Tuesday, December 2, 2008

a couple of quick plugs

...for the links I have listed in the upper-right hand corner of this page, under "Stuff I like."

In The Pipeline has been a fascinating read for me, both because it offers up some challenging chemistry and also because it provides great insight into the process of drug discovery. If you're interested, look at it. If you find the articles are difficult, scan through a few and I think you'll learn to appreciate it for that other reason. It's an insider's view of the pharmaceutical industry.

Molecule of the Day is just plain fun, and yields a little inspiration for paying attention to Ochem on any given day.

Sightline is both a news outlet and a link to a blog I like to read, called The Daily Score. The focus is energy and sustainability issues in the Northwest US and SW Canada.

TED is unexplainable. Just check it out and enjoy the streaming video. There's so much there that's good I don't even know where to start.

Science in the News is a daily News roundup that provides me with most of the Science-related stories that make the National News, and many local papers. It's my first source of Science-related news stories.

Go ahead, check them out. Links are right there in front of you, to the right of this post.

spinning vinyl

I have an old turntable in my attic. And I still have my old LP records, including some real classics from the 80s, and at least one especially-expensive high-quality pressed album. It's Pink Floyd's Wish You Were Here. Oh, and I have an EP of Kraftwerk's Tour de France. Great stuff, though I haven't played them for years.

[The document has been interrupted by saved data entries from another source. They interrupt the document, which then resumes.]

PR #35, opened 2023-03-24
Fix refcounting of pattern-local variables

Zaggy1024:
This fixes accessing local variables from `ref auto` parameters, like in this example:

```cpp
#include <std/core.pat>

bitfield ZeroBit {
    zeroBit : 1;
    if (zeroBit) {
        break;
    }
} [[inline]];

bitfield ExpGolomb {
    ZeroBit leadingZeros[while (true)] [[sealed]];
    u32 value = (1 < 32) - 1;
    if ((std::core::member_count(leadingZeros) - 1) < 32) {
        valueBits : (std::core::member_count(leadingZeros) - 1) [[name("value")]];
        value = valueBits + (1 << (std::core::member_count(leadingZeros) - 1)) - 1;
    }
} [[format("get_exp_golomb_value"),transform("get_exp_golomb_value")]];
fn get_exp_golomb_value(ref auto exp_golomb) {
    return exp_golomb.value;
};

ExpGolomb e @ 0;
```

Previously, the ref count was starting at 0, decrementing due to an unused pattern in `ASTNodeVariableDecl::createPatterns` and wrapping to the maximum value, then incrementing on entering the formatter function, causing the evaluator to see a 0 ref count and delete the variable's memory.

### DIFF
--- a/lib/include/pl/core/ast/ast_node_variable_decl.hpp
+++ b/lib/include/pl/core/ast/ast_node_variable_decl.hpp
@@ -75,31 +75,31 @@ namespace pl::core::ast {
                     err::E0005.throwError(fmt::format("Cannot place variable '{}' at out of bounds address 0x{:08X}", this->m_name, evaluator->dataOffset()), { }, this);
             }
 
-            auto patterns = this->m_type->createPatterns(evaluator);
-            if (patterns.empty())
-                err::E0005.throwError("'auto' can only be used with parameters.", { }, this);
-
-            auto &pattern = patterns.front();
-            if (this->m_placementOffset != nullptr && dynamic_cast<ptrn::PatternString*>(pattern.get()) != nullptr)
-                err::E0005.throwError(fmt::format("Variables of type 'str' cannot be placed in memory.", this->m_name), { }, this);
-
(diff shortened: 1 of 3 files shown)


Zaggy1024:
@WerWolv I'm not sure if this is the right solution. It seems like it would be better if patterns would actually require a section ID as a constructor parameter and not have a setter for the section ID, so that the ref counting can always be reliable. However, I don't know if anything currently depends on setting the section ID dynamically, so I'll have to look into that later if you think it's worth doing.

Leaving this as a draft until then.

Zaggy1024:
Updated this with hopefully a much more robust solution. I figured it would be a huge amount of work to make sections and offsets be set on pattern creation, so instead I made `Pattern::setSection()` and `Pattern::setOffset()` call `Evaluator::destroyPattern()` and `Evaluator::createPattern()` respectively before and after setting the values. This allows the refcounts to remain accurate, at least in my preliminary testing.

I also made it an error to refcount a deleted local, and made `Evaluator` clean up its patterns before clearing the local storage so that all locals are deleted properly first.

WerWolv:
Thank you!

Vinyl records are pressed PVC, or polyvinyl chloride. PVC is a polymer made from a monomer called vinyl chloride, which has the formula CH2CHCl. The alkene polymerizes by an acid-catalyzed addition mechanism to produce long chains. The "vinyl" part of the name is straight from the chemist's lexicon: vinyl means the chlorine is directly connected to the sp2-hybridized carbon.

PVC is manufactured in huge quantities and is the subject of a certain amount of controversy--because of hazards associated with the toxic, carcinogenic monomer it is made from, and also because PVC plastics are often made soft ("plasticized") using phthalates, which sometimes leach from the finished materials and have their own toxicity hazards.

Those of you who are O-chemmers will get the chance to learn more about PVC at the start of Winter term.

Monday, December 1, 2008

Recreational Dimensional Analysis

We did a little math in CH104 this morning.
By our calculation and with some data retrieved from good old Wikipedia, we determined that it would require consuming about 1500 6-oz. glasses of wine per day in order to dose yourself with enough resveratrol to mimic the experiments that showed a benefit in mice.

Which is not to say that lower dosages wouldn't make any difference, or that mice are a perfect model for human nutrition. But it was a fun time, at least for me, and brought home the value of doing a few calculations the chemists' way.